PR #152, opened 2016-09-13
[FIX] setup.py in python 3

oesteban:
To be merged AFTER #151


oesteban:
@chrisfilo @rwblair @shoshber please review :)

fmriprep/run_workflow.py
____
**TASK REQUIREMENTS:** All of the entries need to be reproduced exactly; please write them out.

**TASK ANSWER:**
PR #152, opened 2016-09-13
[FIX] setup.py in python 3

oesteban:
To be merged AFTER #151


oesteban:
@chrisfilo @rwblair @shoshber please review :)

fmriprep/run_workflow.py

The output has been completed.